Top of INFORMATION
PR #3245, opened 2021-10-21
[metal] Add mem_offset_in_parent to AOT module

k-ye:
Related issue = #

This PR stores the memory offset of each field within the root buffer.

### DIFF
--- a/taichi/backends/wasm/aot_module_builder_impl.h
+++ b/taichi/backends/wasm/aot_module_builder_impl.h
@@ -24,7 +24,8 @@ class AotModuleBuilderImpl : public AotModuleBuilder {
   void add_per_backend_tmpl(const std::string &identifier,
                             const std::string &key,
                             Kernel *kernel) override;
-  void add_per_backend_field(const std::string &Identifier,
+  void add_field_per_backend(const std::string &Identifier,
+                             const SNode *rep_snode,
                              bool is_scalar,
                              DataType dt,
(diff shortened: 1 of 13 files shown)


taichi/backends/wasm/aot_module_builder_impl.h
```diff
@@ -24,7 +24,8 @@ class AotModuleBuilderImpl : public AotModuleBuilder {
   void add_per_backend_tmpl(const std::string &identifier,
                             const std::string &key,
                             Kernel *kernel) override;
-  void add_per_backend_field(const std::string &Identifier,
+  void add_field_per_backend(const std::string &Identifier,
```
bobcao3, line 27: When we have the snode, is the identifier still important?

bobcao3 (approved):
other than that LGTM!

ailzhang (approved):
Looks great! 
(now I know what you meant about missing mem_offset in the opengl backend :P will add one to the opengl backend as well! 
Btw shall we rebase this on top of master and enable aot test on metal backend as well? https://github.com/taichi-dev/taichi/blob/master/tests/python/test_aot.py#L31

taichi/backends/wasm/aot_module_builder_impl.h
k-ye: It kind of is. Users will be able to retrieve the info of the field (represented by this SNode) via the identifier.

PR #3314, opened 2021-10-29
[cuda] Perf: Use the min between saturation grid dim and const range-for dim

bobcao3:
Related issue = #


qiao-bo:
@bobcao3 shall we get this PR into the master? why the change is gone? there are some opengl stuff instead?

bobcao3:
I think I messed up my branches 😂

PR #4277, opened 2022-02-14
[spirv] Fix buffer info compare to fix external array bind point

bobcao3:
Otherwise we will bind the same buffer over and over again.


ailzhang (approved):
LGTM!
Bottom of INFORMATION
**ACTIVITY**
Lines of the listing above that hold the string "opengl" should each be copied.

**REPLY**
(now I know what you meant about missing mem_offset in the opengl backend :P will add one to the opengl backend as well! 
@bobcao3 shall we get this PR into the master? why the change is gone? there are some opengl stuff instead?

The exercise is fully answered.